* PROMPT:
Return every record below exactly as written.
** SOURCE RECORDS follows **
PR #2341, opened 2026-07-23
feat(desktop): add setting to disable automatic update install/download

### LINKED ISSUE #998: feat: Disable autoupgrade
### Prior search

### What's the problem

I use [Scoop](https://scoop.sh/) to install/update paseo as portable app on Windows. But paseo always automatically installs the latest version out of the scoop. That makes duplicate versions on the computer

Image

### What would solve it

Add an setting option to disable autoupdate

_No response_

iphixit:
Closes #998.

## Problem

The desktop app's updater checks for updates automatically in the background, which is fine — but it also **downloads and installs updates automatically**, with no way to opt out:

- `autoUpdater.autoDownload` is hardcoded `true` (`packages/desktop/src/features/auto-updater.ts`) — no env var or setting disables it.
- Once a download completes in the background, an ordinary app **quit silently installs it** (`installUpdateOnQuit` → `quitAndInstall(isSilent: true)`), with no dialog and no confirmation.
- The only settings knob today is release channel (stable/beta) — nothing controls install behavior.

This is exactly what #998 asks for, and the follow-up comment on that issue asks for the same three things this PR adds: keep checks, but let the user control download/install and install-on-shutdown separately.

## What this adds

A new `autoInstallUpdates` desktop setting (**default: `true`**, so this is non-breaking — existing installs keep today's behavior until a user opts out):

- **On (default):** unchanged from today.
- **Off:** background checks still run silently as before. Nothing is downloaded automatically, and nothing installs on quit — even if a download had somehow already completed. The existing "Update" button in Settings still works exactly as before: an explicit click always checks, downloads, and installs right away, restarting the app. The setting only gates the *unattended* paths (background auto-download, and install-on-quit), not the attended one.

New toggle lives in **Settings → About**, right under the release-channel picker, using the same `Switch` pattern as the existing daemon-management toggles.

## Implementation notes

- `autoInstallUpdates` is threaded through as an **optional** parameter at every layer (main-process settings store, IPC handlers, the update service, the Electron runtime wrapper, and the renderer's updater state machine), defaulting to `true` at each boundary. This keeps the change purely additive — no existing call site or test needed to change shape, since none of them pass the new field.
- Persisted the same way as the existing daemon settings (`desktop-settings.json` under `userData`), migrated forward automatically (unknown/missing field just falls back to the default).
- Added the `en.ts` copy plus translations for the other 7 shipped locales (`ar`, `es`, `fr`, `ja`, `pt-BR`, `ru`, `zh-CN`) since the locale files are typed against `en.ts`'s shape and would otherwise fail typecheck. I'm not a native speaker of most of these — happy to have a maintainer or translator adjust wording.

## Testing

- `packages/desktop`: `app-update-service.test.ts`, `auto-updater.test.ts`, `desktop-settings.test.ts`, `desktop-settings-commands.test.ts`, `daemon-manager.test.ts` — all pass (updated the three main-process settings tests that asserted the full settings shape to include the new default field).
- `packages/app`: `desktop-app-updater.test.ts`, `hooks/use-settings/storage.test.ts` — all pass (updated 4 assertions asserting the exact IPC payload shape / fake settings shape).
- `npm run typecheck` clean across the whole workspace.
- No new install was performed as part of writing this PR — it's a source-level change verified by the existing test suite plus a clean full-workspace typecheck. Happy to record a manual verification (toggle off → background download never fires, toggle back on → behavior matches current `main`) if that's wanted before merge.


iphixit:
Both Greptile P2 comments are addressed in 31c18a8.

**(a) Test coverage for the disabled path**

Added service-level tests in `packages/desktop/src/features/app-update-service.test.ts` for the two unattended paths the setting gates:

- `installUpdateOnQuit` short-circuits when `autoInstallUpdates` is `false` — returns `false`, installs nothing, and returns *before* the quit-time revalidation check even when a download has already completed on disk.
- A background check leaves `autoDownload = false`, so nothing is fetched automatically. The update is still surfaced to the UI (`hasUpdate: true`); it just isn't downloaded unattended.

Both are covered in the enabled direction too, so the tests can't pass for an unrelated reason. `ElectronAppUpdateRuntime` isn't exported, so the observation point is what the service passes to `runtime.configure()` — which the Electron runtime maps directly onto `autoUpdater.autoDownload`. The fake runtime now records it.

These were **mutation-verified** rather than just observed green. Removing the `!autoInstallUpdates` guard from `installUpdateOnQuit` fails the suite, and re-introducing the original hardcoded `autoDownload = true` (the defect this PR exists to fix) fails it as well. So the new tests do protect the behaviour, not just describe it.

**(b) Port signature**

Made `autoInstallUpdates` required on `DesktopAppUpdaterPort` to match the implementation.

Worth flagging that the bot under-reported this one: it pointed at `checkDesktopAppUpdate`, but `installDesktopAppUpdate` had the identical mismatch. Both are fixed.

Required is the right direction here — every call site already resolves the value to a concrete boolean before crossing the port boundary (`autoInstallUpdates = true` in `checkForUpdates`, `?? true` in `installUpdate`), so nothing can reach the port with `undefined` today. Typecheck is clean across both packages.

One deliberate choice, and I'd rather surface it than bury it: I tightened the **port** but left the public `DesktopAppUpdater` API optional, since that's the ergonomic default-bearing surface and the default matches the pre-existing behaviour. The alternative — loosening `desktop-updates.ts` to optional instead — would push the `?? true` defaulting down into more places and duplicate the default. Happy to flip it if you'd prefer the consistency; it's a one-line change either way.

Also corrected the fake port's `recordedChecks` / `recordedInstalls` types, which omitted `autoInstallUpdates` even though the existing tests already assert on that field — it passed only because `toEqual` is a runtime check.

No changes to shipped runtime behaviour in this commit: (a) is tests only, (b) is a type-signature tightening plus a test-utility type correction.

boudra:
** End of SOURCE RECORDS **
* RESULT FOR THIS TASK:
PR #2341, opened 2026-07-23
feat(desktop): add setting to disable automatic update install/download

### LINKED ISSUE #998: feat: Disable autoupgrade
### Prior search

### What's the problem

I use [Scoop](https://scoop.sh/) to install/update paseo as portable app on Windows. But paseo always automatically installs the latest version out of the scoop. That makes duplicate versions on the computer

Image

### What would solve it

Add an setting option to disable autoupdate

_No response_

iphixit:
Closes #998.

## Problem

The desktop app's updater checks for updates automatically in the background, which is fine — but it also **downloads and installs updates automatically**, with no way to opt out:

- `autoUpdater.autoDownload` is hardcoded `true` (`packages/desktop/src/features/auto-updater.ts`) — no env var or setting disables it.
- Once a download completes in the background, an ordinary app **quit silently installs it** (`installUpdateOnQuit` → `quitAndInstall(isSilent: true)`), with no dialog and no confirmation.
- The only settings knob today is release channel (stable/beta) — nothing controls install behavior.

This is exactly what #998 asks for, and the follow-up comment on that issue asks for the same three things this PR adds: keep checks, but let the user control download/install and install-on-shutdown separately.

## What this adds

A new `autoInstallUpdates` desktop setting (**default: `true`**, so this is non-breaking — existing installs keep today's behavior until a user opts out):

- **On (default):** unchanged from today.
- **Off:** background checks still run silently as before. Nothing is downloaded automatically, and nothing installs on quit — even if a download had somehow already completed. The existing "Update" button in Settings still works exactly as before: an explicit click always checks, downloads, and installs right away, restarting the app. The setting only gates the *unattended* paths (background auto-download, and install-on-quit), not the attended one.

New toggle lives in **Settings → About**, right under the release-channel picker, using the same `Switch` pattern as the existing daemon-management toggles.

## Implementation notes

- `autoInstallUpdates` is threaded through as an **optional** parameter at every layer (main-process settings store, IPC handlers, the update service, the Electron runtime wrapper, and the renderer's updater state machine), defaulting to `true` at each boundary. This keeps the change purely additive — no existing call site or test needed to change shape, since none of them pass the new field.
- Persisted the same way as the existing daemon settings (`desktop-settings.json` under `userData`), migrated forward automatically (unknown/missing field just falls back to the default).
- Added the `en.ts` copy plus translations for the other 7 shipped locales (`ar`, `es`, `fr`, `ja`, `pt-BR`, `ru`, `zh-CN`) since the locale files are typed against `en.ts`'s shape and would otherwise fail typecheck. I'm not a native speaker of most of these — happy to have a maintainer or translator adjust wording.

## Testing

- `packages/desktop`: `app-update-service.test.ts`, `auto-updater.test.ts`, `desktop-settings.test.ts`, `desktop-settings-commands.test.ts`, `daemon-manager.test.ts` — all pass (updated the three main-process settings tests that asserted the full settings shape to include the new default field).
- `packages/app`: `desktop-app-updater.test.ts`, `hooks/use-settings/storage.test.ts` — all pass (updated 4 assertions asserting the exact IPC payload shape / fake settings shape).
- `npm run typecheck` clean across the whole workspace.
- No new install was performed as part of writing this PR — it's a source-level change verified by the existing test suite plus a clean full-workspace typecheck. Happy to record a manual verification (toggle off → background download never fires, toggle back on → behavior matches current `main`) if that's wanted before merge.


iphixit:
Both Greptile P2 comments are addressed in 31c18a8.

**(a) Test coverage for the disabled path**

Added service-level tests in `packages/desktop/src/features/app-update-service.test.ts` for the two unattended paths the setting gates:

- `installUpdateOnQuit` short-circuits when `autoInstallUpdates` is `false` — returns `false`, installs nothing, and returns *before* the quit-time revalidation check even when a download has already completed on disk.
- A background check leaves `autoDownload = false`, so nothing is fetched automatically. The update is still surfaced to the UI (`hasUpdate: true`); it just isn't downloaded unattended.

Both are covered in the enabled direction too, so the tests can't pass for an unrelated reason. `ElectronAppUpdateRuntime` isn't exported, so the observation point is what the service passes to `runtime.configure()` — which the Electron runtime maps directly onto `autoUpdater.autoDownload`. The fake runtime now records it.

These were **mutation-verified** rather than just observed green. Removing the `!autoInstallUpdates` guard from `installUpdateOnQuit` fails the suite, and re-introducing the original hardcoded `autoDownload = true` (the defect this PR exists to fix) fails it as well. So the new tests do protect the behaviour, not just describe it.

**(b) Port signature**

Made `autoInstallUpdates` required on `DesktopAppUpdaterPort` to match the implementation.

Worth flagging that the bot under-reported this one: it pointed at `checkDesktopAppUpdate`, but `installDesktopAppUpdate` had the identical mismatch. Both are fixed.

Required is the right direction here — every call site already resolves the value to a concrete boolean before crossing the port boundary (`autoInstallUpdates = true` in `checkForUpdates`, `?? true` in `installUpdate`), so nothing can reach the port with `undefined` today. Typecheck is clean across both packages.

One deliberate choice, and I'd rather surface it than bury it: I tightened the **port** but left the public `DesktopAppUpdater` API optional, since that's the ergonomic default-bearing surface and the default matches the pre-existing behaviour. The alternative — loosening `desktop-updates.ts` to optional instead — would push the `?? true` defaulting down into more places and duplicate the default. Happy to flip it if you'd prefer the consistency; it's a one-line change either way.

Also corrected the fake port's `recordedChecks` / `recordedInstalls` types, which omitted `autoInstallUpdates` even though the existing tests already assert on that field — it passed only because `toEqual` is a runtime check.

No changes to shipped runtime behaviour in this commit: (a) is tests only, (b) is a type-signature tightening plus a test-utility type correction.

boudra:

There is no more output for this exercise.